> **Required work**: All records below must be retyped exactly.

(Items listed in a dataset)

::::::::::

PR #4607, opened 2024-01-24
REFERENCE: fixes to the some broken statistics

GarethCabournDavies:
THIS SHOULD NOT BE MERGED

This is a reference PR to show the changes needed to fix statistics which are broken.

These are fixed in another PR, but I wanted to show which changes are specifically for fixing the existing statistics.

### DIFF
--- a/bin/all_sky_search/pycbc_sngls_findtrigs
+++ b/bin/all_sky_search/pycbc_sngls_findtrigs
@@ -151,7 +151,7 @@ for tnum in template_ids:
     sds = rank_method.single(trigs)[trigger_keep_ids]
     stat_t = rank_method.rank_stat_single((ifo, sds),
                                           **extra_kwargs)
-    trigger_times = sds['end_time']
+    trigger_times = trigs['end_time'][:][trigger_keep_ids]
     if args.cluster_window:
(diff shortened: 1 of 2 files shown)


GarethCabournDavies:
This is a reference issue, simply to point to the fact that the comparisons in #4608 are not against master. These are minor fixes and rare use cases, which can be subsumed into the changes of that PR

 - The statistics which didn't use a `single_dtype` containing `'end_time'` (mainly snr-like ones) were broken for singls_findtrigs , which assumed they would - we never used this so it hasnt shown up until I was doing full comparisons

::::::::::

> **Answer section**:
PR #4607, opened 2024-01-24
REFERENCE: fixes to the some broken statistics

GarethCabournDavies:
THIS SHOULD NOT BE MERGED

This is a reference PR to show the changes needed to fix statistics which are broken.

These are fixed in another PR, but I wanted to show which changes are specifically for fixing the existing statistics.

### DIFF
--- a/bin/all_sky_search/pycbc_sngls_findtrigs
+++ b/bin/all_sky_search/pycbc_sngls_findtrigs
@@ -151,7 +151,7 @@ for tnum in template_ids:
     sds = rank_method.single(trigs)[trigger_keep_ids]
     stat_t = rank_method.rank_stat_single((ifo, sds),
                                           **extra_kwargs)
-    trigger_times = sds['end_time']
+    trigger_times = trigs['end_time'][:][trigger_keep_ids]
     if args.cluster_window:
(diff shortened: 1 of 2 files shown)


GarethCabournDavies:
This is a reference issue, simply to point to the fact that the comparisons in #4608 are not against master. These are minor fixes and rare use cases, which can be subsumed into the changes of that PR

 - The statistics which didn't use a `single_dtype` containing `'end_time'` (mainly snr-like ones) were broken for singls_findtrigs , which assumed they would - we never used this so it hasnt shown up until I was doing full comparisons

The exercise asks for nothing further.